**What you are asked to do**
Each line that includes "implemented" must be copied from the records.

**Working data**
═══

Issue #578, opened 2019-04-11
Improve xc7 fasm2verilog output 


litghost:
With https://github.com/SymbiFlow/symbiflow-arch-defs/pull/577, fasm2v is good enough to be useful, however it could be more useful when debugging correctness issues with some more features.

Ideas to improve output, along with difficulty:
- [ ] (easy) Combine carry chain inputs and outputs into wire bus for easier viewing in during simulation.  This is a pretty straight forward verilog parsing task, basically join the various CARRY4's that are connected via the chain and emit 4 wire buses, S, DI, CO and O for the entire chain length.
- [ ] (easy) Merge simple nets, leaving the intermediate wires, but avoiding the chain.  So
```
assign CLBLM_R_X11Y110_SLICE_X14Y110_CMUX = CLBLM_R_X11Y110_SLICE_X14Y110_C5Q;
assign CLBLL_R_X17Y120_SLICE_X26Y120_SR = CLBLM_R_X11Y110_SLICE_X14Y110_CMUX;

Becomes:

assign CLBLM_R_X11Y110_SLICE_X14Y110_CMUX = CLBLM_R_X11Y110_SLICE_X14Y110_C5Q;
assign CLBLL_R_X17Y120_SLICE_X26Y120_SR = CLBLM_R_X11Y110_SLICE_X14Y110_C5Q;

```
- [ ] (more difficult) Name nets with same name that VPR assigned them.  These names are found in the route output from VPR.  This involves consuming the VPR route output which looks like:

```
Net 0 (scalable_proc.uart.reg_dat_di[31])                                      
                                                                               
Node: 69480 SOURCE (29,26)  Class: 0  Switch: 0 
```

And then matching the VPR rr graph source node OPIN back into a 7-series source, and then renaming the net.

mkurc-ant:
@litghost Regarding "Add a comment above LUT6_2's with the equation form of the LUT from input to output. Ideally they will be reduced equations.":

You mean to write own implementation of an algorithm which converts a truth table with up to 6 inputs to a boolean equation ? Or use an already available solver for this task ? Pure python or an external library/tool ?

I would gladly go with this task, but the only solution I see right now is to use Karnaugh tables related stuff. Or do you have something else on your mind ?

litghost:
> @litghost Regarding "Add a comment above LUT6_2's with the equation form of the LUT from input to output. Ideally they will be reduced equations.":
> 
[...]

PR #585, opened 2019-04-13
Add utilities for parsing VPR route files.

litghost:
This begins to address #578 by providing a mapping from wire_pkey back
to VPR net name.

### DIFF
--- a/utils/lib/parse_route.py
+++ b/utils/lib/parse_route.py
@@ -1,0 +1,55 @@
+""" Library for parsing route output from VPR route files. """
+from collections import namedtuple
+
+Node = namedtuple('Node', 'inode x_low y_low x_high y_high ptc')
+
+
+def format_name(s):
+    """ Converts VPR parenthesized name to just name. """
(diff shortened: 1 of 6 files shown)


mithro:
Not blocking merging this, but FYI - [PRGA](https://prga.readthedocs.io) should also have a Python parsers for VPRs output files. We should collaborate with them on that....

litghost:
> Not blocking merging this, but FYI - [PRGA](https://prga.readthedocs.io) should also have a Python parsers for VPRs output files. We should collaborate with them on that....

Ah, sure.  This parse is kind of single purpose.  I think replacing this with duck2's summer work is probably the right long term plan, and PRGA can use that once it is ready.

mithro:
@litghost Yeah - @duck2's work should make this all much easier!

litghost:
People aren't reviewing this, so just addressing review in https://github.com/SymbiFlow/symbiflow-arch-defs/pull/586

═══

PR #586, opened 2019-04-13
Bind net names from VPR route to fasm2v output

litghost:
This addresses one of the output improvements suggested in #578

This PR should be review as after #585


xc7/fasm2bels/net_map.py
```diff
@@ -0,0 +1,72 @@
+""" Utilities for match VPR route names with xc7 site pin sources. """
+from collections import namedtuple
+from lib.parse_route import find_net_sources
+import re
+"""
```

═══

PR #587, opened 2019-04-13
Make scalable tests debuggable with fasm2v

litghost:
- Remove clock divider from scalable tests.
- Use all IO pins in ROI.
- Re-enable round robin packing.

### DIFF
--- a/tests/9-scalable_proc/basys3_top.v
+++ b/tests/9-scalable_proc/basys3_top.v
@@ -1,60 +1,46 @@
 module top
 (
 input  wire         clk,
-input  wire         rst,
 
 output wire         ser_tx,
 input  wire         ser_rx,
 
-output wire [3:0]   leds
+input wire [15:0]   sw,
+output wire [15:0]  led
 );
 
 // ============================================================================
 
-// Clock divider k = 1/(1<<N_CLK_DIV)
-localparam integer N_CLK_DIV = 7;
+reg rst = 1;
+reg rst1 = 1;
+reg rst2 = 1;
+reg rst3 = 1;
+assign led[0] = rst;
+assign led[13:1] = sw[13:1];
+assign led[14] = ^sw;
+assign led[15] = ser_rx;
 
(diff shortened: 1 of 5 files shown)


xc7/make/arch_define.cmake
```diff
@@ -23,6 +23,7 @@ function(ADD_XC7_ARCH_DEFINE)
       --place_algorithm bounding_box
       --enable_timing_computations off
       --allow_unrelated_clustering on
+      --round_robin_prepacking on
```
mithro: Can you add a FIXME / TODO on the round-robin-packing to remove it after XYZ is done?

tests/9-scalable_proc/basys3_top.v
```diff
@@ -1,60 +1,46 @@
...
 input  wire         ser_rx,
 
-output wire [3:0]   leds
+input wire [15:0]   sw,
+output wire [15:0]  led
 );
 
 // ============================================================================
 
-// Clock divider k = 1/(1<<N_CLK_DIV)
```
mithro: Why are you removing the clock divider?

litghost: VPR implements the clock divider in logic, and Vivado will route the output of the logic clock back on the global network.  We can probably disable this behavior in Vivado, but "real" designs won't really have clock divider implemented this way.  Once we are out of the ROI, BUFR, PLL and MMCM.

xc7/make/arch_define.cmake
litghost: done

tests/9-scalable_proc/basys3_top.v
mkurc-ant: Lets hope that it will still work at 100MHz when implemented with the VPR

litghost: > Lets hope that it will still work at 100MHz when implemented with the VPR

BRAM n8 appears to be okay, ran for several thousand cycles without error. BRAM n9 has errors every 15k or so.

═══

**Solution to this problem**
litghost: VPR implements the clock divider in logic, and Vivado will route the output of the logic clock back on the global network.  We can probably disable this behavior in Vivado, but "real" designs won't really have clock divider implemented this way.  Once we are out of the ROI, BUFR, PLL and MMCM.
mkurc-ant: Lets hope that it will still work at 100MHz when implemented with the VPR
litghost: > Lets hope that it will still work at 100MHz when implemented with the VPR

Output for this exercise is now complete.